Using Thoughtful Examples

So this one is more of an opinion compared to style guide, but I do believe in the point which was conveyed and the requested change. Essentially, while working on https://github.com/angular/material2/pull/10666, I used the same example content as the StackBlitz, meaning I had the following data to work with:

speciesGroup: SpeciesGroup[] = [
  {
    letter : 'C',
    name : [ 'Castor', 'Cat']
  },
  {
    letter : 'D',
    name : [ 'Dog', 'Dragon']
  }
]

At first, I thought that this was appropriate since if you typed D, then Dog and Dragon would be displayed while the C option group disappeared, implying what was expected workflow wise. Expanding from there, if the user typed Dr, Dog would follow C and disappear since it no longer complied with the conditional statement. It was a to-the-point example which I thought carried the concept across in this StackBlitz fork I had done.
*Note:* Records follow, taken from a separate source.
PR #2789, opened 2024-02-19
Update add-data.html with YTMusic2listenbrainz script

Aerozol:
Add new section, Scripts, and a link to YTMusic2listenbrainz.py (Python script to submit your YouTube Music watch history to Listenbrainz)


Aerozol:
Note: I'm not sure if we want to add scripts to this page? But this seems useful enough to at least consider for inclusion.

mayhem (approved):
I think this is fine for now -- thanks!

PR #2791, opened 2024-02-20
LB-1516: Prevent None output rows in top artist recordings

mayhem:
LB-1516 shows that sometimes we have rows with all None values in the output. The popularity data does not have these bad rows from what I can see, but if the matching recording has been deleted from the database, then the ancillary data we load for the recordings will have None values.


amCap1712 (approved):
LGTM, Thanks!

PR #2793, opened 2024-02-20
Add a threshold to fresh releases calculation

amCap1712:
We want to generate the customized user feed of fresh releases using the user's entire listening history, therefore it makes sense to have a threshold parameter to reduce the noise of artists listened very few times.


mayhem (approved):
Thanks!

PR #2795, opened 2024-02-24
 Separate popularity calculation for MLHD and listens 

amCap1712:
The MLHD dataset is static so we only need to compute it once (occasionally), whereas the listens dataset is regularly updated and hence the popularity data based off it needs to be regenerated regularly too. Separating the two reduces redundant calculation in Spark cluster every time we update popularity data, we get regular spark alerts when we process MLHD popularity so it would be helpful somewhat.


mayhem (approved):
Great

PR #2797, opened 2024-02-26
Disable VA artist entity page

amCap1712:
VA artist has 200k+ release groups. Trying to load popularity data for the same causes massive load on gaga/LB.


mayhem (approved):
thanks!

Kristiyan, one of the maintainers of Angular Material, requested that instead of using this dataset, I use the United States (or a bigger data set), so that the users and document readers could play with the example and see more results being filtered down, brought back, or removed from the criteria entirely. It made sense, why demo a filterable list with only four elements when you could with fifty elements instead? I forked my original StackBlitz and then updated the data list to the new topic. I learned few items from this task which I’ve listed below, and if you want to see the final StackBlitz, you can find it here.

  • The USA has 50 states (yay geography teachings!)
  • Compared to Letters D, F, G, H, L, P, R, and U which have a single state, M and N have a damn huge number of states. An unbalanced amount if I may say so. 16 damn states between the two, which is double the amount per letter of the other set.
  • I really don’t know my geography (Jack can attest to this, who enjoys pointing out this flaw when ever we somehow brought up travel).
  • This is a much better example, both in content and concept. Filtering through states seems like such a common use case for some compared to sorting through 4 separate animals. It’s tangible, relatable.
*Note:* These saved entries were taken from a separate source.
PR #2799, opened 2024-02-27
LB-1230: Added ability to edit comment after pinning a Listen

lzzy12:
# Problem

Fixes this Ticket: 
https://tickets.metabrainz.org/browse/LB-1230

# Solution

Added an extra action for pinned listen: 
image


frontend/js/src/pins/PinRecordingModal.tsx
```diff
@@ -111,7 +118,44 @@ export default NiceModal.create(
...
+      async (event: React.MouseEvent<HTMLButtonElement>) => {
+        event.preventDefault();
+        try {
+          if (rowId && recordingToPin && currentUser?.auth_token) {
+            const response = await APIService.updatePinRecordingBlurbContent(
+              currentUser.auth_token,
+              rowId,
+              blurbContent
+            );
+            if (!response.status) {
```
MonkeyDo, line 131: `status` should be an integer of the HTML status code (200, 404, etc) so this condition will always be true.
If the API call fails it will throw an error (see the implementation of `checkStatus` in the APIService file)

frontend/js/src/pins/PinRecordingModal.tsx
```diff
@@ -111,7 +118,44 @@ export default NiceModal.create(
...
+              toast.error(
+                <ToastMsg
+                  title="Comment update failed"
+                  message="Something went wrong"
```
MonkeyDo, line 135: It would be nice to show the user the actual error if the server returns one, to help with issue reports.

frontend/js/src/pins/PinRecordingModal.tsx
```diff
@@ -111,7 +118,44 @@ export default NiceModal.create(
...
+                />,
+                {
+                  toastId: "pin-update-failed",
+                }
+              );
+            } else {
+              toast.success(
+                <ToastMsg
+                  title="Comment updated"
+                  message={`Comment has been updated: ${blurbContent}`}
```
MonkeyDo, line 145: This content could potentially be very long, so I don't think we want to add it into the toast here.
I think we could even drop the message here and let the title do all the work.

frontend/js/src/utils/APIService.ts
```diff
@@ -1003,6 +1003,26 @@ export default class APIService {
     return response.json();
   };
 
+  updatePinRecordingBlurbContent = async (
+    userToken: string,
+    rowId: number,
+    blurbContent: string
+  ): Promise<{ status: string }> => {
```
MonkeyDo, line 1010: See comment below about the return value of the API endpoint.

frontend/js/src/user/components/PinnedRecordingCard.tsx
```diff
@@ -148,6 +151,22 @@ export default class PinnedRecordingCard extends React.Component<
...
       );
+      additionalMenuItems.push(
+        <ListenControl
+          text="Edit Comment"
+          key="Edit Comment"
+          icon={faPencilAlt}
+          action={() => {
+            NiceModal.show(PinRecordingModal, {
+              recordingToPin: listen,
+              isUpdate: true,
```
MonkeyDo, line 162: I wonder if `isUpdate` is actually required here.
Wouldn't the presence of the `rowId` be enough to determine it?
Something like this in PinRecordingModal.tsx:
`const isUpdate = Boolean(rowId)`

MonkeyDo (changes requested):
Thanks for opening a PR! It's looking quite good !

I did a first round of review without running the code, but it's looking functional already.
Some questions about return value and statuses below:

lzzy12:
Hi, thanks foor your feedbacks. I will work on them

frontend/js/src/utils/APIService.ts
lzzy12: Hi, could you please elaborate the issue? I don't see a comment related to return value of API endpoint

frontend/js/src/pins/PinRecordingModal.tsx
```diff
@@ -28,8 +29,13 @@ export const maxBlurbContentLength = 280;
...
 
 export default NiceModal.create(
-  ({ recordingToPin, onSuccessfulPin }: PinRecordingModalProps) => {
+  ({
+    recordingToPin,
+    onSuccessfulPin,
+    rowId,
+  }: PinRecordingModalProps) => {
     const modal = useModal();
+    const isUpdate = Boolean(rowId == null);
```
MonkeyDo, line 38: I think this should be sufficient, since all numbers apart from 0 will return true:
```suggestion
    const isUpdate = Boolean(rowId);
```

In comparison, even now the code seems unreliable, as `rowId` should eitgher be a number or undefined, but not null.
If for some reason in the future rowId ends up being undefined instead of null or vice versa, the check could simply break.

I'd also point out more generally that `==` and `===` don't mean the same thing in javascript; you would probably want "strict equality" here

frontend/js/src/pins/PinRecordingModal.tsx
```diff
@@ -188,10 +217,12 @@ export default NiceModal.create(
...
                 type="submit"
                 className="btn btn-success"
-                onClick={submitPinRecording}
+                onClick={
+                  isUpdate ? updatePinnedRecordingComment : submitPinRecording
+                }
                 data-dismiss="modal"
               >
-                Pin track
+                {isUpdate ? "Update Comment" : "Pin track"}
```
MonkeyDo, line 225:
```suggestion
                {isUpdate ? "Update comment" : "Pin track"}
```

frontend/js/src/utils/APIService.ts
MonkeyDo: My bad! I don't know what I did but that was probably left in-between some comments I modified

MonkeyDo (changes requested):
Thanks for the modifications, I have a couple more comments but it's looking nice !

frontend/js/src/pins/PinRecordingModal.tsx
lzzy12: Also it seems the `==` work with undefined as well as null, mentioned here: https://stackoverflow.com/a/2647888

frontend/js/src/pins/PinRecordingModal.tsx
```diff
@@ -14,6 +14,7 @@ import { ToastMsg } from "../notifications/Notifications";
 export type PinRecordingModalProps = {
   recordingToPin: Listen;
   onSuccessfulPin?: (pinnedrecording: PinnedRecording) => void;
+  rowId?: number;
 };
```
MonkeyDo, line 18: new `initialBlurbContent?: string;`  prop required here

frontend/js/src/pins/PinRecordingModal.tsx
```diff
@@ -28,8 +29,13 @@ export const maxBlurbContentLength = 280;
...
 export default NiceModal.create(
-  ({ recordingToPin, onSuccessfulPin }: PinRecordingModalProps) => {
+  ({
+    recordingToPin,
+    onSuccessfulPin,
+    rowId,
+  }: PinRecordingModalProps) => {
     const modal = useModal();
+    const isUpdate = Boolean(rowId);
     const [blurbContent, setBlurbContent] = React.useState("");
```
MonkeyDo, line 39: Set initial blurb content here, fallback to the empty string as before:
```suggestion
    const [blurbContent, setBlurbContent] = React.useState(initialBlurbContent ?? "");
```

With the other related changes that should mean you have the existing content in the textarea when you open the modal

frontend/js/src/pins/PinRecordingModal.tsx
```diff
@@ -111,7 +117,30 @@ export default NiceModal.create(
...
+              rowId,
+              blurbContent
+            );
+            toast.success(
+              <ToastMsg
+                title="Comment updated" message=''/>,
+              {
+                toastId: "pin-update-success",
+              }
+            );
```
MonkeyDo, line 136: Here we can have the modal return the updated text so we can update the UI accordingly:
```suggestion
            );
            modal.resolve(blurbContent);
```

I'll leave a comment in PinnedRecordingCard for how to use the returned value.

I don't know if we need to return anything when there is an error, in the catch block below.

frontend/js/src/user/components/PinnedRecordingCard.tsx
```diff
@@ -148,6 +151,21 @@ export default class PinnedRecordingCard extends React.Component<
...
+      additionalMenuItems.push(
+        <ListenControl
+          text="Edit Comment"
+          key="Edit Comment"
+          icon={faPencilAlt}
+          action={() => {
+            NiceModal.show(PinRecordingModal, {
+              recordingToPin: listen,
+              rowId: pinnedRecording.row_id,
+            });
```
MonkeyDo, line 163: There is a good example in the codebase of how to use that return value in the PinnedRecordingCard component: 
https://github.com/metabrainz/listenbrainz-server/blob/c8b5abf56ba77b3b1c81465b01e51b0e144ac6e1/frontend/js/src/user/playlists/Playlists.tsx#L171-L175

That also means you will have to store `pinnedRecording` in the component state of PinnedRecordingCard rather than using it from the props.

You'll need a new class method `updatePinnedRecording` or something like that where you update the state accordingly, similar to what we do here:
https://github.com/metabrainz/listenbrainz-server/blob/c8b5abf56ba77b3b1c81465b01e51b0e144ac6e1/frontend/js/src/user/playlists/Playlists.tsx#L96-L101

Except since pinnedRecording is an object we want to merge properties, something like:
```
    this.setState( currentState => ({
      pinnedRecording: {
        ...currentState.pinnedRecording,
        blurb_content: updatedBlurbContent},
    }));
```

MonkeyDo (changes requested):
Thanks for those changes, the code looks great now !

I deployed the PR to our test server, and it's working nicely! I was able to update a comment without any issue, nice work !

Through testing I do have two more pieces of feedback from a user perspective. Sorry about not realizing sooner !
- It would be useful to have the current pin comment in the textarea when I open the modal to edit the pin. Currently to update a typo I would have to copy the comment first. Left some comments about that below
- I would want the UI to update so that the new text content is shown on the pin card on the page. Also left some comments to that effect, but basically we can consider the call `modal.show(` as a promise and make the modal return a value when the API call succeeds (in this case the updated text).

lzzy12:
Actually the current behavior was inlined to what happens when we pin a track. It only shows up in pin when the user refreshes. I have observed this behavior at multiple places in the webapp. That was the reason I tried to keep it inlined to that behavior. 
I will work on it implement the suggested changes

MonkeyDo:
> Actually the current behavior was inlined to what happens when we pin a track. It only shows up in pin when the user refreshes. I have observed this behavior at multiple places in the webapp. That was the reason I tried to keep it inlined to that behavior.
> I will work on it to implement the suggested changes

Yes, I didn't want to muddy the waters by mentioning it, but I did realize the pin is not updated on the page when pinning a track, which is definitely not great UX :)

I think since you are working on that feature, and since you noticed it yourself, you will be in a great position to fix that too in your next PR, if you are interested in doing that.

MonkeyDo:
Hi @lzzy12 !
Just checking in to see if you have some time to finish this PR, or if you would rather pass the baton to someone else.
Either way is fine by me, please let me know :)

lzzy12:
Sorry got caught up with something. Will be finishing it this weekend

MonkeyDo (approved):

MonkeyDo:
I took the liberty to finish this off, hope you don't mind :)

Integrating Prettier Into More Workflows

I heard of the Prettier formatter a few months ago while working on a school project, and never really thought of how valuable it would be until after this small bit of debacle. It made me think, how much time is wasted on formatting per commit and how we spend N amount of time trying to correct it. Why not let the machine format or warn of bad formatting prior to the git commit so that everything which goes through the wire is already in the best state. I wonder this not for just Angular Material, but ALL established projects which has hundreds of contributors or more. The current offerings by such a formatter is impressive, but I was equally impressed with the upcoming support for Python, Swift, and Java. Likewise, all of the major editors are already supported (Atom, Emacs, Sublime Text, Vim, Visual Studio, VS Code, IntelliJ Platform).

Next?

Currently, both of the issues I intended to tackle for this release have pull requests by yours truly, and both pull requests have some E2E issues which I’m addressing in between writing this article. You can follow both issues here:

I really wanted to snag a third small item into the list, but time was not on my side for the past two weeks with other items and priorities had to be addressed firstly. At this rate, my current plan of attack for the final release (damn time is moving quick) is to pick similar sized issues which can be done in a few hours, and see how many are possible with valid fixes, good code, and not breaking every possible end to end test I can imagine.